● Assignment: Nothing in the listing may be skipped; repeat it all exactly.

● Data block:
= = = = =

PR #2085, opened 2025-06-18
Specify nightly for cargo fmt

cf-rhett:
quiche uses the nightly cargo fmt. Specify this in code so those that switch between nightly and stable use the correct formatter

= = = = =

● Solution for this problem:
PR #2085, opened 2025-06-18
Specify nightly for cargo fmt

cf-rhett:
quiche uses the nightly cargo fmt. Specify this in code so those that switch between nightly and stable use the correct formatter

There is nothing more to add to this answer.